### Work instructions
Locate all lines in the data below that hold "controller" and show them.

---------------

PR #293, opened 2022-11-05
lib:util: Add internal g_clear_list copy for old glib versions

marex:
Glib version before 2.64 do not contain g_clear_list() macro, add local copy of the macro for backward compatibility sake.

## Checklist

### DIFF
--- a/src/util-internal.h
+++ b/src/util-internal.h
@@ -100,3 +100,22 @@ complex_object_is_dirty(const NetplanNetDefinition* def, const void* obj, size_t
 
 gboolean
 is_multicast_address(const char*);
+
+/* Available since Glib 2.64 */
+#ifndef g_clear_list
+#define  g_clear_list(list_ptr, destroy)       \
+  G_STMT_START {                               \
+    GList *_list;                              \
+                                               \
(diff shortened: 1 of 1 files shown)


slyon:
Hello @marex, thank you very much for your contribution to Netplan!

Could you please explain a bit more about the context you want to use this patch in?
I think we had a similar discussion a while ago about using Netplan in older versions of RHEL and decided it would make more sense to keep such adaptions as downstream patches, instead of the upstream project.

https://github.com/slyon/netplan/commit/c827800ad6a24f1d43e1542874095b47eb795b2f

@Conan-Kudo WDYT?

Conan-Kudo:
I'm shipping it in the Fedora packaging: https://src.fedoraproject.org/rpms/netplan/blob/rawhide/f/netplan-glib-2.56-compat-rhel8.patch

But if we ever care to have CI for RHEL 8, then we probably need to mainline the patch I'm shipping now.

slyon:
Closing as per the argumentation above: backwards compatibility for older versions of glib should be handled in downstream packaging, depending on relevant context/versions. Instead of this upstream repository.

PR #295, opened 2022-11-09
parse: Add the filepath to OVS ports netdefs

daniloegea:
The filepath isn't being populated for OVS ports netdefs.

Add a unit test to catch this issue.

New unit test outcome without the fix:
```
FAIL: test_filepath_for_ovs_ports (test_libnetplan.TestNetDefinition)                                                                                                    
  File "/workspace/netplan-filepath/tests/test_libnetplan.py", line 382, in test_filepath_for_ovs_ports
    self.assertEqual(os.path.join(self.confdir, "a.yaml"), netdef.filepath)
    AssertionError: '/tmp/tmpp3mx4zw6/etc/netplan/a.yaml' != None

```

## Checklist

### DIFF
--- a/src/parse.c
+++ b/src/parse.c
@@ -2842,10 +2842,10 @@ handle_network_ovs_settings_global_ports(NetplanParser* npp, yaml_node_t* node, 
         }
 
         if (npp->current.filepath) {
-            if (component->filepath)
-                g_free(component->filepath);
+            if (component1->filepath)
+                g_free(component1->filepath);
 
-            component->filepath = g_strdup(npp->current.filepath);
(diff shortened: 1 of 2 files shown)


daniloegea:
You are right! My patch wasn't updating the filepath in case of redefinition.

About setting the filepath in the netplan_netdef_new() function, we could do that. But the filepath update still must be done in the handle_*() functions as we are not creating new netdefs in case of redefinition.

slyon (approved):
Thank you! LGTM.
I just rebased it on top of `origin/main`. Let's wait for the CI to pass, before merging it.

PR #297, opened 2022-11-17
Fix some memory leaks

daniloegea:
* generate.c: free the options context allocated at the start of the main
      function.

    * openvswitch.c: make sure the GString "cmds" is free'd before the
      function returns.

    * parse.c: free the temporary list "values" before the function
      returns.

    * parse.c: parsed_defs is set to NULL preventing
      netplan_parser_reset() to free the memory allocated for the
      hash table. Not setting it to NULL is safe because all the data is moved to
      another hash table, leaving parsed_defs with no elements. Not
      nullifying parsed_defs here allows netplan_parser_reset() to free
      it.

    * types.c: in this particular case we g_strdup both key and value
      strings when inserting them in the hash table in
      parse.c:handle_generic_map(). Calling the destructor for both of
      them will make sure all the memory is free'd. When using
      free_hashtable_with_destructor in the future we'll need to make
      sure both key and value are not poiting to the same place to avoid
      a double free.

    * util.c: release the glob_t allocated in find_yaml_glob().

## Description
The before and after can be seen by running the generate program with valgrind

assuming you have an etc/netplan in /tmp/fakeroot:
`valgrind --leak-check=full ./generate -r /tmp/fakeroot/`

It can also be checked by compiling netplan with ASAN:

`CFLAGS=-fsanitize=address meson setup build --prefix=/usr`
`meson compile -C build --verbose`
and then
`./generate -r /tmp/fakeroot/`

## Checklist

### DIFF
--- a/src/openvswitch.c
+++ b/src/openvswitch.c
@@ -319,7 +319,7 @@ cleanup:
 gboolean
 netplan_netdef_write_ovs(const NetplanState* np_state, const NetplanNetDefinition* def, const char* rootdir, gboolean* has_been_written, GError** error)
 {
-    GString* cmds = g_string_new(NULL);
+    g_autoptr(GString) cmds = g_string_new(NULL);
     gchar* dependency = NULL;
     const char* type = netplan_type_to_table_name(def->type);
     g_autofree char* base_config_path = NULL;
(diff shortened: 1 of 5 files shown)


src/openvswitch.c
```diff
@@ -371,7 +371,7 @@ netplan_netdef_write_ovs(const NetplanState* np_state, const NetplanNetDefinitio
                 /* Set controller target addresses */
                 if (def->ovs_settings.controller.addresses && def->ovs_settings.controller.addresses->len > 0) {
                     if (!write_ovs_bridge_controller_targets(settings, &(def->ovs_settings.controller), def->id, cmds, error))
-                            return FALSE;
+                        return FALSE;
```
slyon, line 374: Unrelated, but makes sense to fix this up, while touching the file!

slyon (approved):
Thank you very much, LGTM!
I really like the systematic approach of searching for memory leaks using valgrind!

PR #298, opened 2022-11-24
API: implement APIs from the new specification

daniloegea:
* Implement some of the new APIs described in [1] and add some functions that were intended for internal use to the public header files.
 * Implement/change unit tests related to the changes.
 * Introduce some unit tests written in C using the cmocka framework. The idea is to make it easier to catch runtime problems like memory errors. One can just build the tests with -fsanitize=address or run them with valgrind to check for problems. The new files will not be compiled by default, the new option -Dunit_testing=true must be used during the meson setup step.
 * Integrate the new tests with the meson build configuration.
 * Add a .gcovr file to exclude the new tests from the coverage test. It a future commit we might just move the new tests directory to another place.
 * Refactor the public header files Definitions used by other public header files were moved to a new types.h file. The new file was included where it's needed and it shouldn't break external consumers.
 * Add new netplan_error functions with tests.
 * Enable cmocka unittests during coverage test.

[1] - https://discourse.ubuntu.com/t/spec-api-and-bindings-definition-for-libnetplan/29106

## Description

Some APIs still need to be implemented:
netplan_netdef_get_output_filename() 
netplan_netdef_match_interface()
_netplan_netdef_get_vf_count/vlan_filter/embedded_switch_mode/delay_rebind

The new cmocka unit testing infrastructure could be in another PR. Although I decided to include it here because it was easy to integrate, the new tests are automatically taken into account during the coverage test (and I'm already taking advantage of it) and it helps catching memory errors. My goal is to have a complete test suite for the C code with it.

The [Netplan + NetworkManager](https://github.com/slyon/NetworkManager/commit/5e97635f7935f2094599cda9d37cd4849d829bc1) integration patch builds fine with these changes.

## Checklist


slyon (changes requested):
First of all, thank you very much for this big refactoring!

I really like your re-structuring of the public header files. It seems to be API backwards compatible, too. (But we should probably still run a test re-build of NetworkManager+netplan integration patch, to make sure it doesn't break our current libnetplan consumer.)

---------------

### Response area
                 /* Set controller target addresses */
                 if (def->ovs_settings.controller.addresses && def->ovs_settings.controller.addresses->len > 0) {
                     if (!write_ovs_bridge_controller_targets(settings, &(def->ovs_settings.controller), def->id, cmds, error))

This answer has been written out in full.